La Commission d’enquête israélienne avait alors défini les Palestiniens, citoyens d’Israël, à travers des critères objectifs : l’existence du groupe avant la création de l’État et la séquence historique qui a conduit à sa transformation en un groupe dominé. Elle avait aussi relevé des dynamiques plus subjectives : la prise de conscience croissante par ses membres de leur identité nationale, mais avait néanmoins, sans grande surprise, négligé de lier celle-ci au phénomène colonial.

Cette réflexion sur l’autochtonie semble s’ancrer, par exemple au moment des campagnes électorales ou lors de mobilisations comme en octobre 2021, mais ne trouve pas facilement d’expression politique évidente. La perception d’un racisme profondément enraciné dans les institutions qui se traduit de plus en plus sur le plan législatif vient interroger les stratégies des partis politiques, mais aussi les limites des approches, certes critiques, mais qui œuvrent en faveur de l’intégration.

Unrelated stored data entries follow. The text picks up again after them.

PR #1848, opened 2019-09-10
Add mutt_date_epoch() API, use it instead of time()

### LINKED ISSUE #1824: Continue tidying use of time
* change `mutt_date_epoch_ms()` to `mutt_date_now_ms()`
* add `mutt_date_now()` (same as above, but in seconds)
* convert all usages of `time(NULL)` to `mutt_date_now()`
* possibly kill all uses of `time_t`, use `size_t` everywhere (now sure how hard this will be)

gahr:
Fixed #1824

### DIFF
--- a/browser.c
+++ b/browser.c
@@ -39,7 +39,6 @@
 #include <stdlib.h>
 #include <string.h>
 #include <sys/stat.h>
-#include <time.h>
 #include "mutt/mutt.h"
 #include "config/lib.h"
 #include "email/lib.h"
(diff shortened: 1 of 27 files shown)


browser.c
```diff
@@ -412,8 +411,7 @@ static const char *folder_format_str(char *buf, size_t buflen, size_t col, int c
         }
         else
         {
-          time_t tnow = time(NULL);
-          t_fmt = ((tnow - folder->ff->mtime) < 31536000) ? "%b %d %H:%M" : "%b %d  %Y";
+          t_fmt = ((mutt_date_epoch() - folder->ff->mtime) < 31536000) ? "%b %d %H:%M" : "%b %d  %Y";
```
flatcap: While we're here, could we comment `31536000` as 'One Year' (or `#define` it).

ncrypt/smime.c
```diff
@@ -100,7 +100,7 @@ struct SmimeCommandContext
 };
 
 char SmimePass[256];
-time_t SmimeExptime = 0; /* when does the cached passphrase expire? */
+size_t SmimeExptime = 0; /* when does the cached passphrase expire? */
```
flatcap: Should this go back to `time_t`, now?

PR #3071, opened 2021-10-18
fix: new mail notification

flatcap:
Hopefully, this will fix all the New Mail issues.

- 85764f13f ibar: observe `NT_MAILBOX`
  Ensure that the Index Bar (status) gets updated.
  Its display can be affected by any Mailbox changing.

- 021d2558f fix: new mail notification
  Send a notification from `mx_mbox_check_stats()` when the Mailbox changes.
  Recalculate `MailboxCount` every time, rather than when stats are checked.

**Tests**:
- New mail arrives in current mailbox (immediate effect)
- New mail arrives in different mailbox (seen within `$mail_check_stats_interval` seconds)
- `<mailbox-list>` shows mailboxes with new mail
- `<change-folder>` defaults to first mailbox with new mail
- Index Bar (status), `Inc: %b` shows number of mailboxes with new mail
- Changing folder to a mailbox with new mail decreases `%b` and removes it from the `<mailbox-list>`

### DIFF
--- a/imap/command.c
+++ b/imap/command.c
@@ -920,6 +920,9 @@ static void cmd_parse_status(struct ImapAccountData *adata, char *s)
   // force back to keep detecting new mail until the mailbox is opened
   if (m->has_new)
     mdata->uid_next = oldun;
+
+  struct EventMailbox ev_m = { m };
+  notify_send(m->notify, NT_MAILBOX, NT_MAILBOX_CHANGE, &ev_m);
 }
 
 /**


flatcap:
> I was thinking within the docstring itself

The pic was the result of a Doxygen, `@note`.  Is that what you meant?
It would appear in the code docs (even if we turn off displaying the code).

```c
/**
 * mx_mbox_check_stats - Check the statistics for a mailbox - Wrapper for MxOps::mbox_check_stats()
 * 
 * @note Emits: #NT_MAILBOX_CHANGE  
 */
```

Il est entendu qu’à la suite des attaques du 7 octobre, les appels à une « seconde Nakba » par des responsables politiques israéliens doivent être pris au sérieux et concernent tant les habitants de Cisjordanie, de Jérusalem-Est, de Gaza (dont environ 70 % sont en fait des réfugiés de 1948) que de l’intérieur. S’impose une nouvelle réflexion pour la défense des droits que les Palestiniens ayant la citoyenneté israélienne, confrontés à des logiques et expériences spécifiques, peuvent encourager, en plaidant pour l’internationalisation du conflit et la mise en relief de l’autochtonie du peuple palestinien.